And it caused me to kind of scratch my chin and wonder if anything, in reality, like that would ever be effective. What are your thoughts on that? Do we need more transparency or is it just a matter of the way people misconstrue what’s actually happening?
Dr. Tom Kelly: One of the issues that comes up is that presidential candidates don’t really have open discussions and debates anymore. We have legislative aids and congressional aids and even interest groups write bills, we have congressional aids read the bills. We have members of Congress vote on them without ever reading them. And when it’s debate time, they don’t actually debate. They come in with pre-written speeches often from speech writers.
That political show is probably why so many Americans have lost confidence in the system.
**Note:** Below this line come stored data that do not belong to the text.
PR #3978, opened 2026-09-09
fix(chart): mount the container engine socket directories, not the socket files

leogr:
**What type of PR is this?**

/kind bug

/area chart

Re-files https://github.com/falcosecurity/charts/pull/1058 by @arpitjain099 against the chart source. The commit is imported as-is (authorship preserved); only the `Chart.yaml` bump and the CHANGELOG hunk were left out, since the chart version is bumped by the chart release PR only.

`falco.containerPluginVolumes` and `falco.containerPluginVolumeMounts` mount each entry of `collectors.containerEngine.engines.*.sockets` as a **file** hostPath. A file bind mount pins the inode: when the container runtime restarts and recreates its socket, the Falco pod keeps the old dead one, and every container created after the restart shows `<NA>` for the container and k8s fields until the pod is restarted.

This is a regression of a 2024 fix that was lost when the container plugin volumes replaced the old per-engine volumes:

- original report: https://github.com/falcosecurity/charts/issues/632
- original fix (directory mount instead of the socket file): https://github.com/falcosecurity/charts/pull/633
- new report: https://github.com/falcosecurity/charts/issues/1052

Both helpers now mount `dir $socket` at `/host<dir>`, so `/host<socket>` still resolves for the plugin configuration, which passes the socket paths unchanged. Deduplication moves to the directory, so two sockets in the same directory share one volume. Volume names and their order are unchanged.

With the default values, the pod now mounts these six host directories instead of the six socket files:

- `/var/run`
- `/run/podman`
- `/run/host-containerd`
- `/run/containerd`
- `/run/crio`
- `/run/k3s/containerd`

N.B. This widens each hostPath from a socket file to its directory. The Falco container already runs privileged with the default values, so it is not a new privilege, but it is worth noting for people reviewing their pod security posture.

Related to #3979 (transferred from https://github.com/falcosecurity/charts/issues/1052)

Re-files https://github.com/falcosecurity/charts/pull/1058

- `make chart-check` passes locally (helm v4.2.2, helm-docs v1.11.0, go 1.27)
- the unit tests in `chart/falco/tests/unit/containerPlugin` (`volumes_test.go`, `volumeMounts_test.go`) now assert the directories, and one more case covers two sockets in the same directory sharing one volume
- I verified the inode pinning with a plain bind mount: after unlinking and recreating the source file, the file bind mount still points at the old inode, while a directory bind mount sees the new file

```release-note
fix(chart): mount the container engine socket directories instead of the socket files, so Falco keeps working after a container runtime restart
```

### DIFF
--- a/chart/falco/CHANGELOG.md
+++ b/chart/falco/CHANGELOG.md
@@ -9,6 +9,7 @@ numbering uses [semantic versioning](http://semver.org).
 * Fix Grafana dashboard priority level mappings to match Falco's numeric encoding (0=emergency … 7=debug)
 - Add `revisionHistoryLimit` support to the DaemonSet controller and honor an explicit zero for both DaemonSet and Deployment controllers
 * Add `serviceAccount.labels` to set custom labels on the ServiceAccount
+* Mount the host directory that holds each container engine socket instead of the socket file, so Falco keeps working after a container runtime restart (regression of falcosecurity/charts#632, originally fixed by falcosecurity/charts#633). With the default values the pod now mounts `/var/run`, `/run/podman`, `/run/host-containerd`, `/run/containerd`, `/run/crio`, and `/run/k3s/containerd` instead of the six socket files
 
 ## v9.0.0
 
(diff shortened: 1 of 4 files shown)


sgaist (dismissed):

sgaist (approved):

c2ndev (approved):
/lgtm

There are many of us who are aware that members of Congress don’t read the laws that they’re passing.
Now, as far as personal transparency, kind of hoping we are getting to an era right now is we see like greater acceptance of people need LGBT community, and different religions that people’s personal lives weren’t so important. And it was basically came down to, can the people do the job they’re being elected to are not in, can they do it well?
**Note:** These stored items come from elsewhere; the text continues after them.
PR #3984, opened 2026-09-10
fix(chart/falco): always mount an emptyDir at /etc/falco/config.d and bump the 0.45 component defaults

leogr:
**What type of PR is this?**

/kind bug

/area chart

Two chart changes for the upcoming 9.2.0 (Falco 0.45.0), found while checking the chart against `0.45.0-rc1`:

1. Always mount an emptyDir at `/etc/falco/config.d` in the Falco container.

The Falco image ships configuration snippets in `/etc/falco/config.d` (`falco.container_plugin.yaml` sets `load_plugins: [container]`). The chart mounted the `specialized-falco-configs` emptyDir over that directory only when the driver loader was enabled, so with `driver.kind=modern_ebpf` (or `driver.loader.enabled=false`) and both falcoctl containers disabled the image snippets stayed visible and were merged on top of the chart configuration (`config_files` uses the `append` strategy). `load_plugins` became `[container, container]` and Falco aborted at startup with `found another plugin with name container`.

N.B. This is pre-existing: it happens with chart 9.1.0 and Falco 0.44.1 too, it is not caused by 0.45.

2. Bump the defaults to the components shipped with Falco 0.45.0: the falcoctl image to `0.14.1`, `collectors.containerEngine.pluginRef` to `container:0.7.4`, and `collectors.kubernetes.pluginRef` to `k8smeta:0.4.2` (which also fixes the k8smeta init failure with purely numeric node names).

The chart version bump to 9.2.0 is left to the chart release PR.

- `make chart-check` passes locally (helm-docs v1.11.0)
- the new unit test `configdVolume_test.go` covers the default values, `modern_ebpf` and `driver.loader.enabled=false` without falcoctl, and the Deployment controller with the driver disabled
- I verified the failure and the fix with both `falco:0.44.1` and `falco:0.45.0-rc1`: the same pod with the empty `config.d` mounted starts fine
- README regenerated with helm-docs

/milestone 0.45.0

```release-note
fix(chart): always mount an emptyDir at /etc/falco/config.d, and bump the default falcoctl image to 0.14.1, the container plugin to 0.7.4, and the k8smeta plugin to 0.4.2
```


c2ndev (approved):
/lgtm

jasondellaluce (approved):
/approve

So I don’t see a practical purpose of laying out everybody’s personal life and everybody around them to better trust of who they are at that point. Now, I don’t see many members of Congress, I don’t see them colluding with each other to make themselves all millionaires necessarily.
There’ve been stuff like insider trading, and there have been backscratching deals made with pork in past for each other’s congressional districts, but let’s go back to Mayhew. They’re basically looking, what do I need to do to get reelected? Keep my poll numbers up, keep the contributions coming in, and get reelected again.
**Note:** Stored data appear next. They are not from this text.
Issue #3967, opened 2026-09-02
[TRACKING] Falco `0.45.0` release


leogr:
# Falco 0.45.0 Release

Will keep this issue updated with the current status and progress.

## Date

Target release date: September 21st 2026

## Release Steps

The process is described in [this document](https://github.com/falcosecurity/falco/blob/master/RELEASE.md).

## External dependencies

- [ ] falcoctl
  - [x] driverkit `v0.23.2` bumped in falcoctl (CI green) 👉 https://github.com/falcosecurity/falcoctl/pull/1067
  - [x] `google.golang.org/grpc` bump 👉 https://github.com/falcosecurity/falcoctl/pull/1066
  - [x] drop the direct `github.com/docker/docker` dependency 👉 https://github.com/falcosecurity/falcoctl/pull/1065
  - [x] dismiss the 4 `github.com/docker/docker` advisories as not reachable (see the note below) 👉 done on September 3rd, no open Dependabot alerts left in falcoctl
  - [x] release 👉 https://github.com/falcosecurity/falcoctl/releases/tag/v0.14.0 (September 4th; assets, provenance, and `linux/amd64`+`linux/arm64` images verified)
  - [ ] bump `FALCOCTL_VERSION` in `falco/cmake/modules/falcoctl.cmake` (today `0.13.0`, target `0.14.0`)
- [ ] container plugin (**blocks libs**, see the note below)
  - already merged and awaiting a release: `fix(plugins/container): recognize systemd nerdctl cgroups`, the `go.podman.io/podman/v6` + `containerd v2.2.5` migration, and several `go-worker` dependency bumps (`runc`, `buildah`, `fulcio`, `x/net`, `x/crypto`, `grpc`)
  - [x] CI unblocked 👉 https://github.com/falcosecurity/plugins/issues/1510 (GitHub runner image regression, not our code; the test fix from https://github.com/falcosecurity/plugins/pull/1511 plus the image rollback: the re-run of the last failed e2e run on `main` is green on September 4th)
  - [x] safety check of the `main` build (`0.7.2`, commit `fca54d5e7`) against the released Falco `0.44.1`: plugin loads, all engines enabled, modern eBPF probe attached, `Terminal shell in container` fires with full container metadata (id, name, image repository and tag) 👉 done locally on September 4th, not covered by the plugins CI (which validates against `falco:0.41.3` and runs the e2e with `falco:master-debian`)
  - [x] decide which pending PRs go in:
[...]

PR #3990, opened 2026-09-11
update(chart): bump the falcosidekick and falco-talon subchart constraints

leogr:
**What type of PR is this?**

/kind cleanup

/area chart

This PR bumps the subchart dependency constraints of the Falco chart:

- `falcosidekick`: `0.12.*` becomes `0.14.*` (resolves to `0.14.0`)
- `falco-talon`: `0.3.*` becomes `0.4.*` (resolves to `0.4.2`)

Both subcharts keep the same application versions (Falcosidekick `2.31.1` and Falco Talon `0.3.0`). The new chart lines only add opt-in options and template fixes:

- `falcosidekick`: GCP Workload Identity and Gateway API `HTTPRoute` support (both disabled by default), plus the `curlimages/curl` image and the `/healthz` endpoint for the Helm test pod
- `falco-talon`: the missing `namespace` in the config Secret, a `rules-checksum` annotation so that Talon restarts when its rules or `config.rulesOverride` change, and a folder annotation for the Grafana dashboards

`k8s-metacollector` is unchanged. The chart `version` is not bumped here since that will happen in the chart release PR.

Related to #3967

- With the default values, the `helm template` output is identical before and after the bump
- With `falcosidekick.enabled=true` and/or `responseActions.enabled=true`, the only differences are the `helm.sh/chart` labels (and the `checksum/config` annotation derived from them), the test pod image and endpoint, the Talon Secret `namespace`, and the Talon `rules-checksum` annotation
- `make chart-check` passes locally, `ct lint` and `ct install` are left to the CI

```release-note
update(chart): bump the falcosidekick subchart constraint to 0.14.* and the falco-talon subchart constraint to 0.4.*
```

### DIFF
--- a/chart/falco/CHANGELOG.md
+++ b/chart/falco/CHANGELOG.md
@@ -5,6 +5,8 @@ numbering uses [semantic versioning](http://semver.org).
 
 ## Unreleased
 
+* Bump the `falcosidekick` subchart dependency constraint to `0.14.*` (Falcosidekick 2.31.1; adds the GCP Workload Identity and Gateway API `HTTPRoute` options, both disabled by default, and switches the Helm test pod to the `curlimages/curl` image and the `/healthz` endpoint)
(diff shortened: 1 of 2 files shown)


c2ndev (approved):
/lgtm

sgaist (approved):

And quite often that’s what the votes come down to. Not what I think is right or wrong, but what is going to increase my odds of getting more votes the next time around? The dive would be the hope of term limits again. Strict term limits at that point.
Can you imagine Congress, if you could be elected once there was no reelection? Here you are for two years, do the best you can, and then it’s somebody else’s turn. I wonder how much that would change. It’s completely unrealistic, but I wonder how much it would change it if politicians did not have to worry about reelection.
Dr. Gary Deel: Yeah. It would be interesting. I mean, you’d think that the concern of their legacies would affect their decisions throughout the entirety of their political careers, but it seems like everything is driven from one election cycle to the next in terms of whichever way that political winds happened to be blowing at the time.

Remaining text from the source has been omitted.